**Your objective:**
Reproduce the listing below precisely, leaving every line intact.

**Data shown:**

==================================================

PR #2485, opened 2022-11-14
Fix circular dependency

thomash-acinq:
Fixes a circular dependency between `OfferCodecs.scala` and `LightningMessageCodecs.scala` by putting feature codecs in `CommonCodecs.scala` instead.

This bug did not prevent compilation of the whole project but did prevent running tests for Bolt12Invoice independently of the rest.


t-bast (approved):
It does fix the issue for me :+1: 

I *think* this fix means the issue was with the `Feature` trait which isn't sealed (to allow plugins to add new features that don't need to be supported by eclair-core).

I'm fine with fixing it this way.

==================================================

**Answer to this task:**
PR #2485, opened 2022-11-14
Fix circular dependency

thomash-acinq:
Fixes a circular dependency between `OfferCodecs.scala` and `LightningMessageCodecs.scala` by putting feature codecs in `CommonCodecs.scala` instead.

This bug did not prevent compilation of the whole project but did prevent running tests for Bolt12Invoice independently of the rest.


t-bast (approved):
It does fix the issue for me :+1: 

I *think* this fix means the issue was with the `Feature` trait which isn't sealed (to allow plugins to add new features that don't need to be supported by eclair-core).

I'm fine with fixing it this way.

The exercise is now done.